[Dataset excerpts]

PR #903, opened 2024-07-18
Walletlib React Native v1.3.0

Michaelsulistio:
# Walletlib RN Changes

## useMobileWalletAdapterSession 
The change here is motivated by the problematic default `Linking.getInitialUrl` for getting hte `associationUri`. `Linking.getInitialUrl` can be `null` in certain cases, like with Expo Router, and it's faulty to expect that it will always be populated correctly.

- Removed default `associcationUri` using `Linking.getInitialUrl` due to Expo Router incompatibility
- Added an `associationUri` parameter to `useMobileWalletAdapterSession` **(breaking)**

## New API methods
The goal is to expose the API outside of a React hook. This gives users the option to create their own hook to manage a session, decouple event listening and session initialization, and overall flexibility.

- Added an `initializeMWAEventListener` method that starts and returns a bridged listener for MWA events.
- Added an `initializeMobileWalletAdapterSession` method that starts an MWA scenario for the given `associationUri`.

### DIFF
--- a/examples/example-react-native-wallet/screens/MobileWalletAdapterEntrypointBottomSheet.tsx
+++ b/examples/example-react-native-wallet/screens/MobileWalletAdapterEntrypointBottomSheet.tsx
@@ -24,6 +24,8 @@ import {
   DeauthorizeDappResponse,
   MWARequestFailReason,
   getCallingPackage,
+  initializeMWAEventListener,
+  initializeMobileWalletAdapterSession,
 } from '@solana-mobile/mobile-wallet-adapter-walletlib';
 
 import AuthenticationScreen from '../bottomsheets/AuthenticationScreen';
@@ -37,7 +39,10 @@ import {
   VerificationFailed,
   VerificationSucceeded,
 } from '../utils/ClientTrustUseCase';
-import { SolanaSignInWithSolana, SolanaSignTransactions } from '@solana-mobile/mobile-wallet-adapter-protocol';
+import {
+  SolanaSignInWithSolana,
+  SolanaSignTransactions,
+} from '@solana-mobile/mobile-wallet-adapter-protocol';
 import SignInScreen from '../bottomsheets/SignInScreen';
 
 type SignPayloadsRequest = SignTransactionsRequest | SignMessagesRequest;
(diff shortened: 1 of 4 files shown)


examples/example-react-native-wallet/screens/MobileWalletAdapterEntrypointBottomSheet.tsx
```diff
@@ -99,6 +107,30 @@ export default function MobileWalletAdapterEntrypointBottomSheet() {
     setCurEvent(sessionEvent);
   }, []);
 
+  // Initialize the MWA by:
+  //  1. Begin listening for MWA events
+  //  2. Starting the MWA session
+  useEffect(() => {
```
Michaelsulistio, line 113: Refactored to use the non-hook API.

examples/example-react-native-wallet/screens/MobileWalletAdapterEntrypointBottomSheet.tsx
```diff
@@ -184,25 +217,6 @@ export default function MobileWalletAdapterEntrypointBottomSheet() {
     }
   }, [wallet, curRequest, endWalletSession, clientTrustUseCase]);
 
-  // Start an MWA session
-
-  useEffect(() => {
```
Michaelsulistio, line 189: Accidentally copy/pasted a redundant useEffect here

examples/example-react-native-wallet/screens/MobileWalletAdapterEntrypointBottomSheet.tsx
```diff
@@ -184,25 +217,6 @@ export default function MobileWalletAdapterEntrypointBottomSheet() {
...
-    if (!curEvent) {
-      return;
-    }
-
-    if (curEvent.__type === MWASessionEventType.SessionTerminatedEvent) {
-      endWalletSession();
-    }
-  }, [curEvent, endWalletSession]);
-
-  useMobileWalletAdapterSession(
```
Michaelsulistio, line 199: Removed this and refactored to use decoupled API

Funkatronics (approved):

What the task asks: Output all the lines above, matching them word for word.

Solution to this task:
PR #903, opened 2024-07-18
Walletlib React Native v1.3.0

Michaelsulistio:
# Walletlib RN Changes

## useMobileWalletAdapterSession 
The change here is motivated by the problematic default `Linking.getInitialUrl` for getting hte `associationUri`. `Linking.getInitialUrl` can be `null` in certain cases, like with Expo Router, and it's faulty to expect that it will always be populated correctly.

- Removed default `associcationUri` using `Linking.getInitialUrl` due to Expo Router incompatibility
- Added an `associationUri` parameter to `useMobileWalletAdapterSession` **(breaking)**

## New API methods
The goal is to expose the API outside of a React hook. This gives users the option to create their own hook to manage a session, decouple event listening and session initialization, and overall flexibility.

- Added an `initializeMWAEventListener` method that starts and returns a bridged listener for MWA events.
- Added an `initializeMobileWalletAdapterSession` method that starts an MWA scenario for the given `associationUri`.

### DIFF
--- a/examples/example-react-native-wallet/screens/MobileWalletAdapterEntrypointBottomSheet.tsx
+++ b/examples/example-react-native-wallet/screens/MobileWalletAdapterEntrypointBottomSheet.tsx
@@ -24,6 +24,8 @@ import {
   DeauthorizeDappResponse,
   MWARequestFailReason,
   getCallingPackage,
+  initializeMWAEventListener,
+  initializeMobileWalletAdapterSession,
 } from '@solana-mobile/mobile-wallet-adapter-walletlib';
 
 import AuthenticationScreen from '../bottomsheets/AuthenticationScreen';
@@ -37,7 +39,10 @@ import {
   VerificationFailed,
   VerificationSucceeded,
 } from '../utils/ClientTrustUseCase';
-import { SolanaSignInWithSolana, SolanaSignTransactions } from '@solana-mobile/mobile-wallet-adapter-protocol';
+import {
+  SolanaSignInWithSolana,
+  SolanaSignTransactions,
+} from '@solana-mobile/mobile-wallet-adapter-protocol';
 import SignInScreen from '../bottomsheets/SignInScreen';
 
 type SignPayloadsRequest = SignTransactionsRequest | SignMessagesRequest;
(diff shortened: 1 of 4 files shown)


examples/example-react-native-wallet/screens/MobileWalletAdapterEntrypointBottomSheet.tsx
```diff
@@ -99,6 +107,30 @@ export default function MobileWalletAdapterEntrypointBottomSheet() {
     setCurEvent(sessionEvent);
   }, []);
 
+  // Initialize the MWA by:
+  //  1. Begin listening for MWA events
+  //  2. Starting the MWA session
+  useEffect(() => {
```
Michaelsulistio, line 113: Refactored to use the non-hook API.

examples/example-react-native-wallet/screens/MobileWalletAdapterEntrypointBottomSheet.tsx
```diff
@@ -184,25 +217,6 @@ export default function MobileWalletAdapterEntrypointBottomSheet() {
     }
   }, [wallet, curRequest, endWalletSession, clientTrustUseCase]);
 
-  // Start an MWA session
-
-  useEffect(() => {
```
Michaelsulistio, line 189: Accidentally copy/pasted a redundant useEffect here

examples/example-react-native-wallet/screens/MobileWalletAdapterEntrypointBottomSheet.tsx
```diff
@@ -184,25 +217,6 @@ export default function MobileWalletAdapterEntrypointBottomSheet() {
...
-    if (!curEvent) {
-      return;
-    }
-
-    if (curEvent.__type === MWASessionEventType.SessionTerminatedEvent) {
-      endWalletSession();
-    }
-  }, [curEvent, endWalletSession]);
-
-  useMobileWalletAdapterSession(
```
Michaelsulistio, line 199: Removed this and refactored to use decoupled API

Funkatronics (approved):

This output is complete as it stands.